What will it take for cloud to fly?

When planes run through them? In New York, it seems, the clouds rain buckets the very day you book a cruise tour down the Hudson river.
Written by Eileen Yu, Senior Contributing Editor

When planes run through them? In New York, it seems, the clouds rain buckets the very day you book a cruise tour down the Hudson river.

That's right, I'm in the Big Apple this week...the city that never sleeps...capital of the world...Gotham. Did you know the city was given its Big Apple moniker by jazz musicians who toured the country and used the slang "apple" to refer to the towns and cities they played in? A gig in New York meant playing the big time for these musicians--hence, the Big Apple.

It's Thursday night over here and tomorrow marks the first day of Spring. I'd lugged my winterwear along with me since the forecast put the temperature at sub-10 degrees, but the weather had been fine since I arrived here Sunday.

Nice sunny weather, I thought, to book a cruise that will take me down the famous Hudson river and round the Statue of Liberty. But, of course, the clouds opened up and wept the very day I was due to take the tour…just your luck, hon, some New Yorkers might say.

Still, it was a nice relaxing ride and as our boat passed the 20th bridge--there are over 2,000 bridges and tunnels in the New York City metro area--my eyes gazed into the sky, and I thought about what it would take for cloud to fly.

I'm referring, of course, to cloud computing.

The concept of utility computing, an important component of cloud, has always appealed to me. I hate paying for more than I need and like having the ability to use the services I want, when I want.

But, fulfilling those requirements alone isn't enough for most businesses, as well as governments. One of the strongest objections to cloud focuses on security and control. Data in a cloud infrastructure typically resides at the service provider's data center, outside the customer's premise, and alongside critical data from other companies.

Sometimes, the data can be stored at data centers located overseas and under foreign jurisdiction.

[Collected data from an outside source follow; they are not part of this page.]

PR #5852, opened 2015-05-30
[youtube] Construct a playlist URL in case the page is missing one

ivan:
This fixes jumping from user/channel -> playlist for some users like https://www.youtube.com/user/BitcoinFoundation which lack the HTML that https://github.com/rg3/youtube-dl/commit/386bdfa698a7f06c43df91913677db3732e29900#diff-bd8242a0122c5207531954b67e6e51f0R1416 is looking for.

Playlist URLs are easy to construct, so I don't think we don't have the scan the page for one.

This also removes the superfluous log message "add --no-playlist to just download video VIDEOID" when downloading a user/channel.

cc @dstftw


dstftw:
Thanks.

This poses a problem for companies, particularly financial institutions, that may be keen to adopt cloud technologies but are bound by regulations prohibiting them from moving and hosting data outside the country and in the cloud.

There are ways to work around such concerns, one of which is to build private clouds. But, that effectively eliminates the benefit of being able to easily scale resources up and down--a key advantage cloud offers.

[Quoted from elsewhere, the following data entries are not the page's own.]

PR #5859, opened 2015-05-31
add --part-suffix option

ikn:
I want to be able to change '.part' to something else in temporary files so that I can distinguish them.  My file manager uses shared-mime-info to associate MIME types with applications, and shared-mime-info mostly uses filenames.  Lots of applications create '.part' files, but youtube-dl specifically creates '.part' files which are videos, and I only want to associate those ones with my video player.

I wasn't sure if I was supposed to update README.md - I tried, but 'make README.md' seems to think it's already up-to-date.

### DIFF
--- a/test/test_filedownloader.py
+++ b/test/test_filedownloader.py
@@ -1,0 +1,59 @@
+import unittest
+
+from test.helper import FakeYDL
+
+from youtube_dl import FileDownloader
+
+
+class BaseTestFileDownloader(unittest.TestCase):
+    params = {}
+
+    def setUp(self):
+        self.downloader = FileDownloader(FakeYDL(), self.params)
+
+
+class TestPartFileDefaults(BaseTestFileDownloader):
+    params = {}
+
+    def test_temp_name_missing_file(self):
+        # file is missing: should add the default suffix
+        fn = self.downloader.temp_name('some file.ext')
+        self.assertEqual(fn, 'some file.ext.part')
+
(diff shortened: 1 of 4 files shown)


fstirlitz:
You don't need this patch.
```bash
cat > "${XDG_DATA_HOME:-$HOME/.local/share}/mime/packages/partial-video.xml" <<EOF
<?xml version="1.0" encoding="UTF-8"?>
<mime-info xmlns="http://www.freedesktop.org/standards/shared-mime-info">
	<mime-type type="video/x-partial-download+mp4">
		<comment>Partial MP4 download</comment>
		<sub-class-of type="video/mp4"/>
		<glob pattern="*.mp4.part"/>
	</mime-type>
	<mime-type type="video/x-partial-download+x-flv">
		<comment>Partial FLV download</comment>
		<sub-class-of type="video/x-flv"/>
		<glob pattern="*.flv.part"/>
	</mime-type>
</mime-info>
EOF
update-mime-database "${XDG_DATA_HOME:-$HOME/.local/share}/mime"
```

ikn:
It works, but I was trying to avoid listing all the extensions youtube-dl might ever use.  100% chance I'll forget how to add extras a few months down the line when I need to.

(Also, was the intention of the 'sub-class-of' part to have launchers use the superclass type to find a suitable program when there's nothing available for the x-partial-download type?  My file manager doesn't seem to do that, but it's a nice idea.)

PR #5877, opened 2015-06-02
[iprima] Update

slava-sh:


youtube_dl/extractor/iprima.py
```diff
@@ -15,7 +15,7 @@
 
 
 class IPrimaIE(InfoExtractor):
-    _VALID_URL = r'https?://play\.iprima\.cz/[^?#]+/(?P<id>[^?#]+)'
+    _VALID_URL = r'https?://play\.iprima\.cz/([^/]+/)*(?P<id>[^?#]+)'
```
dstftw: Do not capture if you are not going to use it. Change to `(?:[^/]+/)*`.

youtube_dl/extractor/iprima.py
```diff
@@ -102,7 +105,7 @@ def _real_extract(self, url):
 
         return {
             'id': real_id,
-            'title': self._og_search_title(webpage),
+            'title': self._og_search_title(webpage).replace(' | Prima PLAY', ''),
```
dstftw: Use `utils.remove_end` instead.

dstftw:
Thanks.

PR #5882, opened 2015-06-02
Add support for encrypted media in NativeHlsFD

rzhxeo:


yan12125:
Are there advantages to use PyCrypto than the pure python implementation? Current policy is minimizing external library dependency.

rzhxeo:
The python implementation is slow.
It's good for decrypting URLs or subtitles but not for hundreds of megabytes.

yan12125:
Superseded by #8201. Please open an new pull request if you would like to implement a better pure Python AES decryption.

Aside from regulation and security concerns, there are also other issues related to network availability and latency. It would be terribly cumbersome to have to locate, get to a network point and wire up each time you need to access a service, or simply to get to a piece of data. Also, depending on where you're accessing the service, network latency could be a significant challenge.

But, for some companies, the cost and management benefits cloud computing can potentially provide are compelling, especially in these tough economic times.

So, what will it take for cloud to take off? First and foremost, governments will have to relook data policies and establish legislation that give provisions for cloud infrastructure, and at the same time, ensure the same level of security these regulations were intended to provide.

Otherwise, all the APIs and development efforts to ensure services in the cloud can interoperate will mean nought if businesses are barred from using them.

Until then, I'll take another walk down Times Square before my flight back home, and think about what it'll mean if those Broadway lights could be turned on and off via a cloud...forgetaboutit.